DESCRIPTION OF THE TASK: Pull each line with the string "adds" from the entries.

(Collected data)
◇ ◇ ◇ ◇ ◇

PR #10, opened 2019-07-22
Add support for room param to facilitate per-session broadcasts

pjforde1978:
If there are no connection identifiers in use, broadcasts will be sent to all connected clients. Since the params hash returns empty strings as default values, there's no harm in adding a check for the room parameter, which is a common convention in Action Cable development.

In my proposed changes to stimulus_reflex.js, I check the document head for a meta tag called session, which I pack with the session.id in the application layout.

### DIFF
--- a/lib/stimulus_reflex/channel.rb
+++ b/lib/stimulus_reflex/channel.rb
@@ -12,7 +12,7 @@ class StimulusReflex::Channel < ActionCable::Channel::Base
     ids = connection.identifiers.map { |identifier|
       send(identifier).try(:id)
     }
-    "#{channel_name}#{ids.join ":"}"
+    "#{channel_name}#{ids.join ":"}#{params[:room]}"
   end
 
   def subscribed


hopsoft:
I very much agree that this needs to support `rooms`. The challenge is that StimulusReflex controls both the client and server. We need a way to set the `room` when the client side Stimulus controller is registered. I'll be experimenting with this later today.

pjforde1978:
I’m a fan of how I did it in my copy of the library in my project. Can you try doing a fresh git clone and don’t change out the libraries?

hopsoft:
I've started this work on the client. https://github.com/hopsoft/stimulus_reflex_client/pull/1

I'll also need to make some changes in [CableReady](https://github.com/hopsoft/cable_ready) to support this.

hopsoft:
I've moved this effort to #11 

Note that I'm pulling the JavaScript back into this repo.

hopsoft:
This functionality is now merged. Thanks for recommending it and pushing for it.

PR #12, opened 2019-08-14
Passive reflex mode with multiple argument support

pjforde1978:
This is a 2nd pass at adding passive reflex support. I took pains to follow the general structure of what you had, and this functionality is now activated when the register() call is made from the Stimulus controller. Arguments are any data attribute that starts with reflex-arg and they are processed in the order they appear.

### DIFF
--- a/javascript/stimulus_reflex.js
+++ b/javascript/stimulus_reflex.js
@@ -1,17 +1,16 @@
-import ActionCable from 'actioncable';
-import CableReady from 'cable_ready';
+import ActionCable from 'actioncable'
+import CableReady from 'cable_ready'
 
-const app = window.App || {};
-app.StimulusReflex = app.StimulusReflex || {};
+const app = window.App || {}
+app.StimulusReflex = app.StimulusReflex || {}
 app.StimulusReflex.consumer =
-  app.StimulusReflex.consumer || ActionCable.createConsumer();
-app.StimulusReflex.subscriptions = app.StimulusReflex.subscriptions || {};
+  app.StimulusReflex.consumer || ActionCable.createConsumer()
+app.StimulusReflex.subscriptions = app.StimulusReflex.subscriptions || {}
 
 const createSubscription = controller => {
-  const { channel, room } = controller.StimulusReflex;
-  const id = `${channel}${room}`;
-  const renderDelay = controller.StimulusReflex.renderDelay || 25;
-
+  const { channel, room } = controller.StimulusReflex
+  const id = `${channel}${room}`
+  const renderDelay = controller.StimulusReflex.renderDelay || 25
   const subscription =
     app.StimulusReflex.subscriptions[id] ||
     app.StimulusReflex.consumer.subscriptions.create(
@@ -19,30 +18,57 @@ const createSubscription = controller => {
       {
         received: data => {
           if (data.cableReady) {
-            clearTimeout(controller.StimulusReflex.timeout);
+            clearTimeout(controller.StimulusReflex.timeout)
             controller.StimulusReflex.timeout = setTimeout(() => {
-              CableReady.perform(data.operations);
-            }, renderDelay);
+              CableReady.perform(data.operations)
+            }, renderDelay)
           }
-        },
+        }
       }
-    );
+    )
 
-  app.StimulusReflex.subscriptions[id] = subscription;
-  controller.StimulusReflex.subscription = subscription;
-};
+  app.StimulusReflex.subscriptions[id] = subscription
+  controller.StimulusReflex.subscription = subscription
+}
 
 const extend = controller => {
   Object.assign(controller, {
-    stimulate() {
-      clearTimeout(controller.StimulusReflex.timeout);
-      const url = location.href;
-      let args = Array.prototype.slice.call(arguments);
-      let target = args.shift();
-      controller.StimulusReflex.subscription.send({ target, args, url });
+    stimulate () {
+      clearTimeout(controller.StimulusReflex.timeout)
+      const args = Array.prototype.slice.call(arguments)
+      const target = args.shift()
+      const url = location.href
+      controller.StimulusReflex.subscription.send({ target, args, url })
     },
-  });
-};
+    reflex (el) {
+      clearTimeout(controller.StimulusReflex.timeout)
+      const name = el.target.dataset.reflex.split('#')
+      const target = `${name[0].charAt(0).toUpperCase() +
+        name[0].slice(1)}Reflex#${name[1]}`
+      let args = []
+      for (const arg in el.target.dataset) {
+        if (/^reflexArg/.test(arg)) args.push(el.target.dataset[arg])
+      }
+      const url = location.href
+      controller.StimulusReflex.subscription.send({ target, args, url })
+    },
+    wire () {
+      document
+        .querySelectorAll('[data-reflex]')
+        .forEach(el => el.addEventListener('click', controller.reflex))
+    },
+    unwire () {
+      document
+        .querySelectorAll('[data-reflex]')
+        .forEach(el => el.removeEventListener('click', controller.reflex))
+    }
+  })
+
+  document.addEventListener('cable-ready:before-morph', controller.unwire)
+  document.addEventListener('cable-ready:after-morph', controller.wire)
+
+  controller.wire()
+}
 
 export default {
   //
@@ -54,10 +80,10 @@ export default {
   //   * renderDelay - amount of time to delay before mutating the DOM (adds latency but reduces jitter)
   //
   register: (controller, options = {}) => {
-    const channel = 'StimulusReflex::Channel';
-    const room = controller.element.dataset.room || '';
-    controller.StimulusReflex = { ...options, channel, room };
-    createSubscription(controller);
-    extend(controller);
-  },
-};
+    const channel = 'StimulusReflex::Channel'
+    const room = controller.element.dataset.room || ''
+    controller.StimulusReflex = { ...options, channel, room }
+    createSubscription(controller)
+    extend(controller)
+  }
+}


hopsoft:
Thanks for the ideas and the PR. I'm excited to dig into this later. Also, I'll be sure to add a prettier config to the project 😉

hopsoft:
This is very interesting. I like the idea of a Stimulus inspired declarative option that allows developers to skip the JavaScript altogether; however, I'm not a fan of limiting the HTML elements that this might be applied to.

Here's a proposal for the declarative API. _Heavily inspired by what you've done._

```html
<div data-reflex="click->ServerSideReflex#do_something" 
     data-reflex-argument1="foo" 
     data-reflex-argument2="bar">
</div>
```

```ruby
class ServerSideReflex < StimulusReflex::Reflex
  def do_something(a, b)
    # hard work
  end
end
```

---

Another option might be to lean on standard HTML for the arguments. Something like:

```html
<div data-reflex="click->ServerSideReflex#do_something">
  <input type="hidden" name="reflex[]" value="foo">
  <input type="hidden" name="reflex[]" value="bar">
</div>
```

I think I prefer the first style. What do you think?

pjforde1978:
Now it's my turn to be super-fuzzy on the details. How is proposal #1 different from my PR's API?

andrewmcodes:
@pjforde1978 forgive my ignorance and lack of JS skill but can you explain what this is doing/problem it solves/use case? 

Also from a layman’s view it does seem you are limiting the html elements this can be applied to. Looks like you are only applying to the [shorthand pairs](https://stimulusjs.org/reference/actions). Would this still work if applied to a div, icon, etc.?

hopsoft:
Ah yes. I clearly see now that you're simply matching the Stimulus shorthand syntax for `actions`. https://stimulusjs.org/reference/actions#event-shorthand _I should have followed the link in your comments._ 😉 

I suppose the only difference may be the semantics of `data-reflex-argN`

I'll try this out on a project or two and update this PR with my experiences and any proposed changes.

pjforde1978:
@andrewmcodes just to be clear, I submitted a PR that had exactly one line of commented URL as meaningful documentation, so if there's any failing it's on me and will be resolved as soon as Mr. Hopkins makes a call on API syntax. ;)

As for the semantics... you know the old parable about how today only you and God understand your code but in [three weeks, apparently] it's only God?

I submitted a parallel PR to the todomvc project that demonstrated the proposed changed working. Sadly, the PR appears to be in conflict with the current master branch. Did you guys have a chance to try it out before it broke? I'm actually going to go update that PR to make sure that there's a solid reference in place.

Anyhow, the way my proposed patch handles arguments is that it accepts any argument in the order it is declared. This is because Reflex passes an array of argument values instead of a hash of named pairs.

Additionally, I provided a second attribute check that passes the current value of the HTML element as the argument. There could well be other HTML attributes we'd want to support, such as checked. I haven't even considered how input type=file is supposed to work... but for now, that's as far as I got.

pjforde1978:
Alright, I just added checkbox support. Game on, boys!

pjforde1978:
Heads-up: I just merged + resolved conflicts in the todomvc which might be instructive to see what's possible with passive, attribute-driven Reflex.

https://github.com/hopsoft/stimulus_reflex_todomvc/pull/4

Get it before it breaks again! ;)

javascript/stimulus_reflex.js
```diff
@@ -1,48 +1,92 @@
...
+          : 'addEventListener'
+      const events = {
+        a: 'click',
+        button: 'click',
+        form: 'submit',
+        input: 'change',
+        select: 'change',
+        textarea: 'change'
+      }
+      document.querySelectorAll('[data-reflex]').forEach(el => {
```
pjforde1978: This 100% needs to be scoped to the DOM element that the controller is declared on, or else you'll create duplicate events.

pjforde1978:
One thing I just realized after re-working todomvc is that I never actually defined an HTML element to be the filter controller. I also never defined a node to be the todos controller. In other words, the connect() method of both controllers is never being called, which in turn means that StimulusReflex.register() is only being called once on the page.

If I hadn't forgotten those details, it would have been called thrice and there would be three events per passive element because my scan is scoped to the document. Whoopsie!

https://github.com/hopsoft/stimulus_reflex/blob/9c34cc58c904b404fb05bf2a861a0ca4ff99c57e/javascript/stimulus_reflex.js#L71

I'll patch this once I have figured out the best practices way to reference the controllers' parent element directly.

hopsoft:
It would be great if we provided a default StimulusReflex client side controller that auto registers all `data-reflex` elements. Then you theoretically could get away without the need to write any JavaScript at all.

pjforde1978:
Seems like a reasonable goal

That does seem to be the main thrust of Chris' pitch!

So hey, one thing we've never talked about is what I see as the third-leg of the Stimulus paradigm, which is the concept of a target. I've never fallen in love with targets but it's 100% (for me) a matter of taste and style and preference. That said, I've also never really forced myself to embrace them and so maybe I am missing out big time. I dunno! However, I am writing this because I just realized that I also haven't seen you writing anything with targets and maybe we both silently embraced each other's personal choice while completely forgetting that the "average" Stimulus user might come across this and wonder why we're completely ignoring targets. Is this even something I should be spending brain cells wondering about? Serious question.

If we should at least have a short conversation about it, maybe that conversation is "I've thought about it and it's completely irrelevant to what we're doing". That works for me. But is there some aspect of how people expect to be using Stimulus that Reflex messes with? I haven't eaten yet so I apologize if this sounds disturbingly like a fever dream.

The way I like to use Stimulus is that I typically have one instance of one controller for the page "running stuff" and there are some cases where I have custom UI elements that have their own thing going on with a separate controller in addition to the page controller. My page controllers are always scoped to the body tag. When I'm using Stimulus Reflex, I call it in my connect() and I'm good to go. Passive reflexes mean that my controllers are usually quite short because they represent only the exceptions that I can't handle using passive declarations.

I noticed that on the todomvc there's three controllers active and - at least the way you had it - there's a todo controller on every item. I'm guessing that this is a standard convention in iOS development but most of my MVC experience has been in Rails where there's always exactly one controller in play at any given time... so that's had a big influence on how I structure my Stimulus controllers.

All of this is a long way of me saying that since I always have one page-level controller that's scoped to my body tag, I can reliably call Reflex once during my page initialization step. If everyone coded like this, we could make Reflex initialize by (for example) including it in the app/javascript/controllers/index.js. However, because this is by no means a standard for everyone, perhaps the best way to handle initialization is to support an optional boolean 2nd parameter to register() that controls whether or not to call the passive wire methods and install the event handlers. Or perhaps there's other options to explore. The nice thing about being a relatively unknown project is that we still have plenty of room to sculpt the API before a larger community of people get annoyed. This is the literal perfect time to hash this stuff out.

pjforde1978:
I don't know why it keeps giving me such a hard time about some random semi-colons but the patch now scopes its searching and event management to the controller's host HTML element. While this is clearly a positive step, I'm concerned that you can still get duplicate events if you nest Stimulus controllers in a hierarchy.

One additional potential approach to preventing duplicate event handlers is that we could set a data attribute on the grandparent <html> element denoting that Reflex has already been instantiated, no need to do it again. Similarly, you could set a global variable on the window namespace. Same end-result, while offending different people. :)

It's good to have options, anyhow.

I've going to re-watch Chris McCord's presentation and take notes on how he steps through the mental landscape of getting his audience excited. He does a lot of things right, but there's also a lot that could be cut out or trimmed because it's intended for a nerdy audience... by which I mean implementors and not necessarily the pluralist rank-and-file web devs, who are not attending Elixir conferences in Prague. I really believe that there's a parallel to the "blog in 15 minutes" for Reflex that will be jaw-dropping to a significant audience.

hopsoft:
## Declarative Reflexes

First off, I want to thank you for advancing the idea of passive/declarative reflexes.

---

### This proposal aims to provide the option of creating reactive StimulusReflex applications without the need to write any JavaScript whatsoever.

---

Bear in mind that this will be an abstraction on top of the existing StimulusReflex libary and API.

If user's opt-in to the proposed syntax/markup, a client side Stimulus controller would be implicitly created for the respective DOM elements and would be registered with StimulusReflex.

#### Rejected

I'm rejecting the idea of matching [Stimulus' event shorthand](https://github.com/hopsoft/stimulus_reflex/blob/master/lib/stimulus_reflex/channel.rb#L42-L48) style for common elements + actions for 2 primary reasons.

1. I don't want to be chasing the Stimulus implementation.
1. I think the explicitness of declaring `data-stimulus` will prove helpful. See below.

### Initial API Proposal

### Client

The DOM element's [dataset](https://developer.mozilla.org/en-US/docs/Web/API/HTMLElement/dataset) attributes would be serialized and passed as an `options` hash as the last argument to the server side reflex method.

```html
<!-- app/views/example.html.erb -->
<div data-stimulus="click"
     data-reflex="ExampleReflex#work"
     data-foo="value"
     data-bar="false">
</div>
```

### Server

All server side reflex methods would be required to accept an options hash as the last argument.
The `options` argument would be a server side representation of the invoking DOM element's [dataset](https://developer.mozilla.org/en-US/docs/Web/API/HTMLElement/dataset).

_[We may be able to make this optional if we can dynamically detect support based on method arity...](https://github.com/hopsoft/stimulus_reflex/blob/master/lib/stimulus_reflex/channel.rb#L42-L48) prior to invoking the reflex._

```ruby
# app/reflexes/example.rb
  def work(options = {})
    foo = options[:foo]
    bar = options[:bar]
    # do the work
  end
end
```

pjforde1978:
This is excellent stuff, Nate!

When you say existing API, I assume you mean that you chose data-stimulus so that it could sit alongside data-action and not impact existing explicit calls. The only thing I'd say is that I'm not 100% convinced data-stimulus is the ideal name but I am 90% convinced and not currently sitting on any better suggestions. data-reflex-action?

I am fine with dropping support for shorthand, as it doesn't make sense with the new API.

I am thrilled by the idea of an options hash. It is clearly superior to the current situation and will be far less bug-prone. Will you filter out some of the attributes such as data-action, data-reflex and [maybe] data-stimulus or send the whole batch?

One thing your API proposal doesn't seem to cover is arguments based on element attributes such as value and checked. I believe these are important - especially value. And once you have value, then you're committed to checked and possibly others. Do you have any thoughts on how that could fit into the picture?

Finally, just some philosophy: I don't know if I'm fully enthused by the "any Javascript whatsoever". We've mentioned it a bit in relation to Chris and his talk, but I just don't think it's plausible that the "no Javascript" promise is ever really true. There's going to be some exceptions and gotchas in just about every application of any sophistication... especially if typing characters in a box is considered sophistication. Obviously, we all have strong opinions about providing options to the developer community that don't involve spinning up React to build a CRUD app. I feel like there has to be exciting messaging that finds a middle-ground in terms of getting people excited about what's possible. It's an ongoing conversation in my home right now. :)

hopsoft:
> I'm not 100% convinced data-stimulus is the ideal name

Somewhat agree but the pairing of `data-stimulus` + `data-reflex` works quite well given the library name.

> API proposal doesn't seem to cover is arguments based on element attributes such as value and checked

Absolutely an important point. I've been thinking on how to best get these types of values passed to the server side reflex method. I may end up packing all of the DOM element's attributes into the options hash. Something like this will be needed, I'm just not sure what shape it will have yet.

> There's going to be some exceptions and gotchas in just about every application of any sophistication

Agree with this. I think the sweet spot to communicate to developers will be along the same lines of Rails ujs. No specific claims that you won't need to write JavaScript, just clear documentation regarding what the library does. Essentially, **"Look at all the things I'm not doing."**

pjforde1978:
How cool would it be if the reflex functions received two hashes as arguments; _options_ and _element_. (Although, if we're designing an ideal API this might be the time to turn _option_ into _attributes_ or _arguments_.]

You probably don't want to pack *all* of the element attributes. There's a whack of them. In fact, so far my list only contains value and checked... and checked is only for checkboxes. I am plagued by the feeling that I'm forgetting more, but you know what I mean.

PR #19, opened 2019-09-08
Wait for it (proposal)

pjforde1978:


pjforde1978:
Note that it's just lib/stimulus_reflex/reflex.rb that is relevant to this PR. Sorry, still learning the ropes!

pjforde1978:
This might get added to the library at some point, but for now, the most recent version of the function and instructions on its use are at https://app.gitbook.com/@stimulusreflex/s/stimulusreflex/patterns

Closing for now.

PR #21, opened 2019-09-08
Implicitly send DOM attributes to reflex methods

hopsoft:
## Implicit options hash passed to server side reflex methods

Foundational feature to support some of the items proposed on #12 Note that I'd like to see this PR merged before #12 and others as this is foundational. 

1. Server side reflex methods can now accept both required and optional arguments.

```ruby
  def work(required_arg, optional_arg = "value")
    # do the work
  end
end
```

```ruby
  def work(required_arg, *optional_args)
    # do the work
  end
end
```

2. Server side reflex methods can now accept an optional keyword argument of `options` which holds all DOM attributes of the Stimulus DOM element.

```ruby
  def work(required_arg, options:)
    # do the work
  end
end
```

```ruby
  def work(required_arg, options: {})
    # do the work
  end
end
```

```ruby
  def work(required_arg, optional_arg = "value", options:)
    # do the work
  end
end
```

**Note that that the `options` keyword argument value is a Hash like object but is not a Ruby Hash.** However, for most purposes it can be treated as an idiomatic options hash.

The following DOM element

```html
<checkbox label="Example" checked="true" data-controller="checkbox" data-value="123" />
```

Produces the following behavior in a reflex method

```ruby
  def work(options:)
    options[:label] # => "Example"
    options[:checked] # => "true"
    options["data-controller"] # => "checkbox"
    options["data-value"] # => "123"
    options.dataset[:controller] # => "checkbox"
    options.dataset[:value] # => "123"
  end
end
```


pjforde1978:
Coupla' questions:

1. I'm new to the options: syntax. What does this imply, in literal terms? eg. what's the difference between options: {} and options:

2. I was going to suggest HashWithIndifferentAccess, so we're on the same page. One nice thing about a Rails project is that we can safely assume ActiveSupport is in the picture. I do wish that it was _truly_ indifferent access; I'd love to be able to say options.value or options.dataAttributeX but that's probably sacrilege.

3. I agree that packing element.attributes is a solid way to handle value and checked. Nice thinking on this. However, the major gotcha here is the value of a textarea? For _reasons_, the attributes collection doesn't include value even though you can certainly access element.value

hopsoft:
> 1. I'm new to the options: syntax. What does this imply, in literal terms? eg. what's the difference between options: {} and options:

`options:` is a required keyword argument. `options: {}` is an optional keyword argument with a default value. This PR supports both, so it's really just a syntactic style preference for developers using StimulusReflex. Note that the `options` keyword argument can also be entirely omitted if it's not used by the reflex.

> 3. ... For reasons, the attributes collection doesn't include value [of textarea]

We will definitely have to cover this scenario. Are there any other DOM gotchas like this that you can think of?

hopsoft:
I think I may have a simple solution that covers most edge cases like `textarea`

SEE: https://github.com/hopsoft/stimulus_reflex/pull/21/commits/4f926c385d7357e45a427bf2af237aa2d5ebcc6c

Thoughts?

pjforde1978:
Good catch on the multiple select values. My memory is that Rails creates an array, but I rarely work with multi-selects. Serializing the values into an array seems about roughly the only viable option, no?

I've been doing some Googling to try and uncover any other gotchas, and in the process I've back-filled a lot of the things about element attributes vs DOM attributes that I've managed to stay blissfully ignorant of thanks to jQuery for so many years. I'm going to do a minor brain dump and some of this is likely old news to you.

Each DOM node has an attributes property, which is a NamedNodeMap (essentially an array with a few extra features). In particular, this means you can get element.attributes.length and loop through them. Each individual attribute is an Attr object, which has (among other things) name and value properties.

Accessing element.attributes returns the list of attributes defined in the HTML markup **at the time of access**, and could theoretically be out of sync with the DOM value. This is why the textarea doesn't have value in its attributes collection; the value is defined by innerHTML and only made available as the value accessor as part of the DOM API after the fact.

Setting a value attribute via setAttribute() updates the default value, triggering a redraw of the element and typically updating the DOM. It's generally preferential to get and set DOM values instead of changing element attributes for performance reasons. https://developer.mozilla.org/en-US/docs/Web/API/Element/setAttribute#Notes

As a rule of thumb, only use them for attributes that don’t have a corresponding DOM property (such as colspan), or if you really want to “persist” those changes to the HTML (e.g. to keep them when cloning an element or modifying its parent’s .innerHTML)

I attempted to find a way to extract a list of element attributes && node values that reconciles nicely, but so far I'm coming up short.

```
const node = $0 // assumed to be the textarea I'm typing into on GH for discussion

// outputs the long list of attributes, including value
for (let key in node) {
  console.log(key)
}

// generates no output, which stumps me as I was expecting value etc
for (let key in node) {
  if (node.hasOwnProperty(key)) console.log(key)
}

// returns false, even after I type some characters into the textarea
node.hasOwnProperty('value')

// returns false, which is expected as it's not in the HTML
node.hasAttribute('value')

// no output
for (let key in node.attributes) {
    if (key.specified) console.log(key)
}

// generates an array of strings based on current HTML
Array.from(node.attributes)

// adds a data-test1 attribute to the HTML, viewable in Inspector
node.setAttribute('data-test1', "pete")

// adds a data-test2 attribute to the HTML
node.dataset.test2 = "pete"

// run after the previous two statements
Array.from(node.attributes)
// returns [name, id, placeholder, aria-label, class, required, spellcheck, data-test1, data-test2]

// now this is interesting
for (let key in node) {
    if (node.getAttribute(key)) console.log(key, node.getAttribute(key))
}
```

That last command outputs this:

> name comment[body]
> placeholder Leave a comment
> spellcheck false
> id new_comment_field

Note that I'm just assuming all contemporary evergreen browsers play by the same rules. I know that some versions of IE 11 and below start doing weird things eg. element.attributes returns all possible attributes even if not defined in HTML.

Ultimately and in conclusion for now, I'm more confused than ever but I now feel like I have a solid working understanding of the very interesting line between the document markup - which can remain fluid and trigger DOM redraws - and the DOM memory structure itself, which can get out-of-sync with the document markup. **I worry about the potential for race conditions** and strange regressions. Do we have a minimum browser spec on this project.

hopsoft:
> Do we have a minimum browser spec on this project?

Not yet, but we should consider setting a target for this.

PR #23, opened 2019-09-09
Access controller instance variables

pjforde1978:
This is a super rough preview of a proposal to support accessing the instance variables from the controller inside of the reflex.

The implementation probably isn't efficient but the basic idea is that in most index or show actions, you end up setting a bunch of important instance variables that would likely be highly useful to have access to in the reflex. After all, in many cases the reflex takes the place of the update action, so it's good to know what you're updating. Otherwise, I suspect people will reimplement copies of their index/show actions from their controllers inside of the reflexes, and that's a code smell.

You can see the rabbit hole I went down; first, I tried to override initialize but quickly realized that I have no opportunity to set an initial value for something on the initial page load from the reflex. So I borrowed the render_page function and turned it into a controller action triggering machine. I set a variable called @stimulus_reflex_no_render so that the controller action can optionally render(body: nil) which should mean ERB is never instantiated and no time is wasted.

The instance variables have their @ stripped off and are then injected into a HashWithIndifferentAccess that is accessible to the reflexes as @action_variables, with a better name suggestion welcome.

If we keep this around, I recommend consolidating render_page and access_controller_instance_variables and possibly keeping the setup in scope so that we can call controller.process multiple times without tearing it down in the middle.

Note that this PR is not very useful unless you're also running:

https://github.com/pjforde1978/reflex/tree/access_controller_instance_variables


hopsoft:
I may fully not understand what you're trying to accomplish, but I do question whether or not this is necessary given the following order of operations.

1. Invoke a server side Reflex method
1. Instantiate a Rails controller and invoke the appropriate action method

The Reflex is called first. Also any instance variables set in the Reflex method are made available to the Rails controller action. This means you can do something akin to this.

```ruby
class UserReflex < StimulusReflex::Reflex
  def example(user_id)
    @user = User.find(user_id)
  end
end
```

```ruby
class UsersController < ApplicationController
  def show
    @user ||= User.find(params[:id])
  end
end
```

If `users#show` is called from the Reflex method, the user instance variable will already be set. Granted this feature needs to be better documented.

pjforde1978:
I actually do make use of ||= in my page#index and think I get the pattern && order of operations. Phew!

The issue is a Venn cluster of concerns around DRY code and initial state in the context of an interaction life cycle.

I’ve found that when an application progresses beyond todomvc example, the controller actions for many interfaces grow in complexity, ultimately doing potentially several joins and who knows what else. The idea of maintaining this code in two places is not great, although perhaps it’s a sign that further refactoring and moving code out of the controller is apropos.

Anyhow! I did my best to illustrate what I’m trying to solve with the slow API call example, which has three states.

It starts with a button, switches to “loading” and ends with a success message. The first render won’t have an instance variable available to set the state... although it occurs to me that this could be the else case in a switch.

I’m going to keep thinking about this. Perhaps I am overthinking what’s actually required. It’s also fine to keep this in my own bag of tricks for exceptional circumstances.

◇ ◇ ◇ ◇ ◇

EXERCISE SOLUTION:
   //   * renderDelay - amount of time to delay before mutating the DOM (adds latency but reduces jitter)
// adds a data-test1 attribute to the HTML, viewable in Inspector
// adds a data-test2 attribute to the HTML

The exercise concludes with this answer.